Pennaria on a sheet piling in Pearl HarborChristmas tree hydroid

Phylum Cnidaria
Class Hydrozoa
Order Hydroida
Family Halocordylidae

Description
Colonies are large, as tall as 30 cm, with a dark brown to black perisarc, a protein-chitin exoskeleton which surrounds the stem and branches. This perisarc is usually overgrown with diatoms and algae, making the branches of the hydroid appear muddy brown. Branching is alternate. The polyp has a circle of 10 to 18 filiform tentacles at the base and as many as 12 capitate tentacles on the upper part of the hydranth. The polyps are white with a reddish tinge. Annulations occur on the branches which bear the polyps, and on the main stem and side branches.
Habitat
branch of PennariaAttached to artificial and natural hard substrates where there is some water movement. Very common as fouling in harbors throughout the main islands, and commonly found on reefs usually in more protected areas or in cracks and crevices.
Distribution
Hawaiian Islands
All main Hawaiian Islands
Native Range
Western Atlantic
Present Distribution
World-wide in warm seas
Mechanism of Introduction
Unintentional, as fouling on ships' hull
Impact
Fouling organism. Ecological impact unstudied, but some competition for space with other invertebrates likely. This hydroid will sting humans, causing a mild irritation.
Ecology
Feeding
The hydroid is a carnivore, using the stinging cells in its tentacles to capture small plankton which drifts by in the currents. The feeding tentacles carry the prey to the mouth region where it is ingested whole.
Reproduction
Hydrozoan polyps can reproduce asexually by budding. The medusa (gonophores) bud off singly from the hydranth body just above the proximal tentacles. A single colony bears gonophores of one sex only. The mature medusae are similar in the two sexes; they have an elongate bell, a velum, four radial canals and four rudimentary tentacles. Pennaria medusae generally break away from the colony and swim about during the discharge of the sex products, but depending on environmental conditions, they may remain attached. At the onset of spawning, the ripe medusae gradually begin a rhythmic twitching. The males emit puffs of white sperm, the females eject three to six eggs. The spent medusae finally drop off, swim feebly if at all, and shrivel and die in a few hours.

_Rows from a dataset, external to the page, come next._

PR #1077, opened 2017-09-20
[FIX] account: Change journal entry date when current date not in period

pedrobaeza:
As journal entries in v8 takes the invoice date, if you forced another period for that entry, when moving to v9 you will have an incorrect date on the journal entry, and that is now the only reference, so we need to change that date to for example the start date of the forced period.

cc @Tecnativa

### DIFF
--- a/addons/account/migrations/9.0.1.1/post-migration.py
+++ b/addons/account/migrations/9.0.1.1/post-migration.py
@@ -624,6 +624,31 @@ def update_account_invoice_date(cr):
     )
 
 
+def update_move_date(cr):
+    """Update journal entries date when the date is not inside the indicated
+    period for respecting the accounting period on v9.
+    """
+    openupgrade.logged_query(
+        cr,
+        """
+        UPDATE account_move am
+        SET date = ap.date_start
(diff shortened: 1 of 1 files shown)


pedrobaeza:
Ready to be reviewed.

sergio-teruel (approved):

addons/account/migrations/9.0.1.1/post-migration.py
```diff
@@ -717,6 +742,7 @@ def migrate(env, version):
     fill_move_line_invoice(cr)
     merge_invoice_journals(env)
     update_account_invoice_date(cr)
+    update_move_date(cr)
```
MiquelRForgeFlow, line 745: Shouldn't be this line before than the previous one? :thinking:

pedrobaeza: It doesn't matter

MiquelRForgeFlow: Ok

MiquelRForgeFlow (approved):

PR #1078, opened 2017-09-21
[FIX] mass_mailing_sending_queue: Delete cron noupdate job

pedrobaeza:
This module includes a noupdate record for a cronjob. If we don't remove it, then on migrated DB there will be a warning about an inexisting model, because these kind of records are not auto-removed on update.

cc @Tecnativa

### DIFF
--- a/openerp/addons/base/migrations/9.0.1.3/post-migration.py
+++ b/openerp/addons/base/migrations/9.0.1.3/post-migration.py
@@ -77,6 +77,14 @@ def publish_attachments(env):
     )
 
 
+def cleanup_modules_post(env):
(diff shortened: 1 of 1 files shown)


pedrobaeza:
@cubells take note for other possible module mergings in the future.

cubells:
Sure! And thank you for your guidance...

pedrobaeza:
@cubells It needs to be done on post migration as ir.model.data is still not available in pre, so it's less tied to the original method, but well, it works also.

pedrobaeza:
Ready to be reviewed

cubells (approved):
:+1: 

LGTM

PR #1084, opened 2017-09-26
[IMP] account: Merge supplier invoice references

pedrobaeza:
In v8, there are 2 fields for writing references: supplier_invoice_number and reference. Now in v9 there's only the last one. We merge the first field content in the second one for avoiding data loss. Note that previously the `reference` field has been copied for preserving the original field contents.

@Tecnativa

### DIFF
--- a/addons/account/migrations/9.0.1.1/pre-migration.py
+++ b/addons/account/migrations/9.0.1.1/pre-migration.py
@@ -2,7 +2,9 @@
 # © 2016 Sylvain LE GAL <https://twitter.com/legalsylvain>
 # © 2016 Serpent Consulting Services Pvt. Ltd.
 # © 2016 Eficent Business and IT Consulting Services S.L.
+# Copyright 2017 Tecnativa - Pedro M. Baeza
 # License AGPL-3.0 or later (https://www.gnu.org/licenses/agpl.html).
+
 from openupgradelib import openupgrade
 
 column_renames = {
@@ -41,6 +43,9 @@ column_copies = {
         ('type_tax_use', None, None),
         ('type', None, None),
     ],
+    'account_invoice': [
+        ('reference', None, None),
+    ]
 }
 
 table_renames = [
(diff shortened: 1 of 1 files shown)


addons/account/migrations/9.0.1.1/pre-migration.py
```diff
@@ -212,6 +217,31 @@ def blacklist_field_recomputation(env):
     ]
 
 
+def merge_supplier_invoice_refs(env):
```
sergio-teruel, line 220: This method in pre or post??

addons/account/migrations/9.0.1.1/pre-migration.py
```diff
@@ -212,6 +217,31 @@ def blacklist_field_recomputation(env):
...
+    """In v8, there are 2 fields for writing references:
+    supplier_invoice_number and reference. Now in v9 there's only the last one.
+    We merge the first field content in the second one for avoiding data loss.
+    Note that previously the `reference` field has been copied for preserving
+    the original field contents.
+    """
+    openupgrade.logged_query(
+        env.cr, """
+        UPDATE account_invoice
+        SET reference = supplier_invoice_number || ' - ' || reference
```
sergio-teruel, line 230: SET reference = supplier_invoice_number || ' - ' || %s ......
 % openupgrade.get_legacy_name('reference') ??

sergio-teruel (changes requested):

addons/account/migrations/9.0.1.1/pre-migration.py
pedrobaeza: It can fit in both, but better sooner than later.

addons/account/migrations/9.0.1.1/pre-migration.py
pedrobaeza: No, the column exists without legacy name.

sergio-teruel: but here https://github.com/OCA/OpenUpgrade/pull/1084/files#diff-050c291be549d31c2482669f8281e619R46 you are renaming the column...

pedrobaeza: No, I'm copying it.

sergio-teruel: Ok

sergio-teruel (approved):

Issue #1046, opened 2017-08-25
[RFC] Detect removed noupdate records


pedrobaeza:
noupdate="1" records are not automatically removed on any update/migration, and they can be very harmful if they are for example record rules (example: https://github.com/OCA/OpenUpgrade/pull/848).

We should detect them and maybe automatically delete them. Ideal would be on OpenUpgrade itself, in a similar way we have made with binary stored as attachments: https://github.com/OCA/OpenUpgrade/pull/1013.

If not possible, then at least we can detect them in the `compare_noupdate_xml_records.py` script. There's a `<delete>` tag for XML that maybe we can use for automatic removal loading the XML file.

Opinions @StefanRijnhart @hbrunn @mreficent ?

MiquelRForgeFlow:
I love automatic things :+1:

pedrobaeza:
Any opinion/advice for implementing this?

StefanRijnhart:
I'm all for reporting on the noupdate property in the analysis file (working on that now), but removing them by default would be unfortunate (for example, the default service product is in use by some of my customers, but it has been removed in Odoo 9.0).

pedrobaeza:
OK, then let's go for the manual one. About the issue you mention, we can study it for solving all cases. Maybe an unlink encapsulated in a try... Can you open an issue for it?

StefanRijnhart:
@pedrobaeza I am not particularly interested in automatic removal, so I won't open the issue.

pedrobaeza:
Well I was talking about the concrete issue of the default service product, but if you have solved it...

StefanRijnhart:
Oh, sorry I misunderstood. The service product will be kept exactly because it is a noupdate record. I gave it as an example why it might be a bad idea to delete such records by default when they are removed in a new Odoo release.

StefanRijnhart:
Here is the analysis with checking for the noupdate property. Is that what you had in mind? https://github.com/StefanRijnhart/OpenUpgrade/commit/a524b8362ee9d1d548009b75d1e13bd6452403ef

pedrobaeza:
Yeah, that's it! With that, we can see from the analysis file which records have to be taken into account. We still need to keep the script for getting the XML, but this way we can compare 2 ways. Thanks for that.

StefanRijnhart:
Well, thanks for suggesting this feature. I will create a PR with this change as soon as the current analysis and framework PR's are merged.

[...]

PR #1086, opened 2017-09-28
[ADD] Analysis: store noupdate property of xml records

StefanRijnhart:
Store the noupdate property now, so that we can report on it in the 11.0 analysis. 
https://github.com/OCA/OpenUpgrade/issues/1046

### DIFF
--- a/odoo/addons/openupgrade_records/models/analysis_wizard.py
+++ b/odoo/addons/openupgrade_records/models/analysis_wizard.py
@@ -64,6 +64,7 @@ class AnalysisWizard(models.TransientModel):
         res = compare.compare_sets(remote_records, local_records)
 
         # Retrieve xml id representations and compare
+        # In version 11, add 'noupdate' as a field to retrieve and compare
         fields = ['module', 'model', 'name']
         local_xml_records = [
             dict([(field, record[field]) for field in fields])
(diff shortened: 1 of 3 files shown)


odoo/addons/openupgrade_records/models/analysis_wizard.py
```diff
@@ -64,6 +64,7 @@ def write_file(module, version, contents,
         res = compare.compare_sets(remote_records, local_records)
 
         # Retrieve xml id representations and compare
+        # In version 11, add 'noupdate' as a field to retrieve and compare
```
pedrobaeza, line 67: Why this comment here? Is it a TODO?

pedrobaeza:
@StefanRijnhart what about #1014?

odoo/addons/openupgrade_records/models/analysis_wizard.py
StefanRijnhart: Yes, it is a TODO for when this is ported to OpenUpgrade 11. If we add the field now, it will break the analysis between 9 and 10 because 9 does not have this code.

pedrobaeza: Then maybe you can add the `TODO` or `FIXME` word before.

StefanRijnhart: Oh come on @pedrobaeza.

pedrobaeza: OK, let's keep it as is, but if we won't remember to change this on v11, it's not my fault :stuck_out_tongue_winking_eye:

pedrobaeza (approved):

PR #1088, opened 2017-09-30
[9.0][FIX] account: Set default inbound and outbound payment methods

sergio-teruel:
cc @Tecnativa
The account_payment_mode module from bank-payment repo updates the default payment mode for this fields so i need update these module too to set all payment_methods.

default methods in account module:
https://github.com/OCA/OCB/blob/9.0/addons/account/models/account.py#L203

default methods in account_payment_mode:
https://github.com/OCA/bank-payment/blob/10.0/account_payment_mode/models/account_journal.py#L11

Please @pedrobaeza @carlosdauden Can you review?

--

### DIFF
--- a/addons/account/migrations/9.0.1.1/end-migration.py
+++ b/addons/account/migrations/9.0.1.1/end-migration.py
@@ -1,0 +1,28 @@
+# -*- coding: utf-8 -*-
+# Copyright 2017 Tecnativa - Sergio Teruel
+# License AGPL-3.0 or later (https://www.gnu.org/licenses/agpl.html).
+
+from openupgradelib import openupgrade
+
+
+def update_journal_payment_methods(env):
+    """Update default payment methods in journals when type is 'bank' or
+    'cash'.
+    """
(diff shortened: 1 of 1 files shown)


pedrobaeza:
As this is totally new, there's no reference of what are the expected allowed payment methods, so you have to allow of them IMO. The steps are:

* Put an end-migration.py script, for covering the case where other modules create payment methods (which happens on OCA/bank-payment suite).
* Assign all the available outbound and inbound payment methods to each journal.
* You have to make the same for cash journals.

sergio-teruel:
@pedrobaeza changes done in end-migration script. I don't know about this option.

pedrobaeza:
Sergio, sorry for the confusion, but end-migration scripts are only allowed on >=10.0. For 9.0, you have to put the code in https://github.com/OCA/OpenUpgrade/blob/9.0/openerp/openupgrade/deferred_90.py

pedrobaeza:
It finally seems that there is end migration scripts on v9, so I can merge. Thanks for the contribution.

PR #1090, opened 2017-09-30
11.0 analysis

StefanRijnhart:


StefanRijnhart:
@pedrobaeza I'll cover the new analysis features you have been promoting in a follow up PR

pedrobaeza (approved):
This seems OK as it's the result of the output of the module, so I merge more or less blindly. When we start to analyze each file, if we find any issue then we will come back to this.

@StefanRijnhart , you can continue with next PR about noupdate records, thanks.

Issue #3061, opened 2022-01-09
[14.0] openupgrade_framework: New installed modules dependencies are not auto-resolved


pedrobaeza:
1. Have a 13.0 DB with `account_facturx` installed.
2. Migrate it to 14.0
3. The rename to `account_edi_facturx` is done, but the new dependency `account_edi` is not installed, and thus, the module remains not usable.

**Expected behavior**
Previous framework cycled the needed times over pending to install/to upgrade modules until no one is left or no possible candidate is found, and new dependencies that are not installed, were marked to be installed on the next cycle. This seems to not be replicated on the new framework.

**Current workaround**
Install manually `account_edi` after the migration is done.

legalsylvain:
Hi @pedrobaeza thanks for reporting !

> previous framework cycled the needed times over pending to install/to upgrade modules 

Are you talking about odoo or openupgrade framework ?
I don't remember to have removed such code when we isolated patches during the openupgrade refactor with @StefanRijnhart.
Maybe something changed in the core. In a non openupgrade framework, if a new dependency is done on an installed module, making an update install the missing dependency afaik.

Unfortunately, I have no time to investigate immediately on that topic. 
Stefan any idea ?

Regards.

pedrobaeza:
It was something specific of OpenUpgrade, touching on `loading.py` if I don't remember bad.

MiquelRForgeFlow:
One question. After doing the migration, if you do an --update=all with odoo or OCB, should that module get installed, right?

pedrobaeza:
Not sure, but that will be too late, as the migration scripts of the affected modules won't be run until them, and then there can be already data loss or lack of the rest of the framework.

StefanRijnhart:
I see the linked PR was closed as "undesirable to solve this in a module's migration script" (with which I agree). Is anybody already chasing a framework solution? Otherwise, I'll gladly have a look this week.

pedrobaeza:
I think there isn't anybody, but let's wait for any other answer.

MiquelRForgeFlow:
Nobody. Feel free @StefanRijnhart

StefanRijnhart:
[...]

PR #3094, opened 2022-01-14
[IMP][14.0] install unmet dependencies

royle-vietnam:
When changing the dependency of module which is not installed on the target version, this PR to install the missing modules to avoid error unmet_dependencies

ex.
on 13.0, module A that directly depend on the module B
on 14.0, module A that directly depend on the new module C, which is not installed on 14.0

Current behavior before PR: Unmet dependencies

Expect: To need to install the new module C before running migrations script


tranngocson1996 (approved):

pedrobaeza:
This shouldn't be resolved this way, but by the framework. See #3061

PR #3095, opened 2022-01-14
[14.0][FIX] account: make use of enumerate

MiquelRForgeFlow:
Oversight of https://github.com/OCA/OpenUpgrade/pull/3018.


pedrobaeza (approved):

openupgrade_scripts/scripts/account/14.0.1.1/post-migration.py
```diff
@@ -344,7 +344,7 @@ def unfold_manual_account_groups(env):
         accounts = env["account.account"].search([("group_id", "=", group.id)])
         companies = accounts.mapped("company_id").sorted()
         relation_dict = {}
-        for i, company in companies:
+        for i, company in enumerate(companies):
```
legalsylvain, line 347: hi. naive question : what is the interest of this syntax ? 
thanks !

PR #3107, opened 2022-01-17
[MIG][14.0] website_event_track: migration script

tranngocson1996:
This PR
-------
Migration done


openupgrade_scripts/scripts/website_event_track/14.0.1.1/post-migration.py
```diff
@@ -0,0 +1,13 @@
...
+@openupgrade.migrate()
+def migrate(env, version):
+    openupgrade.delete_records_safely_by_xml_id(
+        env,
+        ["website_event_track.event_type_data_tracks"],
+    )
+
+    openupgrade.load_data(
+        env.cr, "website_event_track", "14.0.1.1/noupdate_changes.xml"
+    )
```
MiquelRForgeFlow: usually the load is done before the delete, but I don't know if it really matters 😆

MiquelRForgeFlow (approved):

openupgrade_scripts/scripts/website_event_track/14.0.1.1/post-migration.py
tranngocson1996: @MiquelRForgeFlow I think it's no problem.
When deleting that record then load the file no_update at v14. The external id is no longer there, so a new record will not be created.
But I still change it back to look like a normal person 😄

RaulOForgeFlow (approved):
LGTM

PR #3108, opened 2022-01-17
[MIG][14.0] website_event_questions: migration script

tranngocson1996:
This PR
-------
Migration done


openupgrade_scripts/scripts/website_event_questions/14.0.1.1/pre-migration.py
```diff
@@ -0,0 +1,27 @@
+from openupgradelib import openupgrade
+
+
+@openupgrade.migrate()
+def migrate(env, version):
+    openupgrade.rename_tables(
+        env.cr,
+        [("event_answer", "event_question_answer")],
+    )
```
MiquelRForgeFlow, line 11: also should call rename_models

openupgrade_scripts/scripts/website_event_questions/14.0.1.1/upgrade_analysis_work.txt
```diff
@@ -0,0 +1,62 @@
...
+website_event_questions / event.question           / question_type (selection)     : NEW required, selection_keys: ['simple_choice', 'text_box'], req_default: function, hasdefault
+# NOTHING TO DO
+
+website_event_questions / event.registration       / answer_ids (many2many)        : DEL relation: event.answer
+website_event_questions / event.registration       / registration_answer_ids (one2many): NEW relation: event.registration.answer
+# NOTHING TO DO
+
+website_event_questions / event.registration.answer / event_answer_id (many2one)    : DEL relation: event.answer, required
+website_event_questions / event.registration.answer / event_registration_id (many2one): DEL relation: event.registration, required
+website_event_questions / event.registration.answer / question_id (many2one)        : NEW relation: event.question, required
```
MiquelRForgeFlow, line 23: This field should be filled in post-migration:

```sql
UPDATE event_registration_answer era
SET question_id = eqa.question_id
FROM event_question_answer eqa
WHERE era.value_answer_id = eqa.id
```

tranngocson1996: @MiquelRForgeFlow I missed this field. Done bro

openupgrade_scripts/scripts/website_event_questions/14.0.1.1/pre-migration.py
MiquelRForgeFlow: but don't delete the rename_tables. you have to put both! haha

tranngocson1996: > but don't delete the rename_tables. you have to put both! haha

Haha I don't understand why should I do that?
You can explain for me🙏

MiquelRForgeFlow: rename_models rename the models, and rename_tables rename the tables of those models. they are two different things and both are needed.

tranngocson1996: I thought the system would understand by itself and only need 1 run.  It will update both

MiquelRForgeFlow (approved):

RaulOForgeFlow (approved):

Fertilization is external. In about a day, developing embryo becomes a young free-swimming planula, which will eventually settle and develop into a young hydroid colony.
Remarks
We regard this common fouling hydroid as introduced with ship fouling. It is reported, with various synonyms, from warm-water seas worldwide. Edmondson (1933) reported it (as Pennaria tiarella) in Pearl Harbor and Kaneohe Bay, attached to stones, pilings of old wharves, buoys, and other floats. He noted that it appeared to be identical to the Atlantic Ocean P. tiarella McCrady, and may have been transported to Hawaii on the bottoms of ships.
Boone (1938) redescribed P. disticha as a new species, Corydendrium splendidum, from Kaneohe Bay (later synonymized by Cooke, 1977), collected as a single large colony in 2 meters of water at low tide, in 1928. It has been widely reported by numerous authors throughout the main Hawaiian islands.
References
Boone, L. 1938. Family Clavidae. Bull. Vand. Mar. Mus. 7: 33-34.
Cooke, W.J. 1977. Order Hydroida. in: Devaney, D.M and L.G. Eldredge, Reef and Shore Fauna of Hawaii, Section 1:Protozoa through Ctenophora. Bishop Mus. Spec. Pub. 64(10): 71-104.
Edmondson, C.H. 1933. Reef and Shore Fauna of Hawaii, Bishop Museum, Spec. Pub. 22.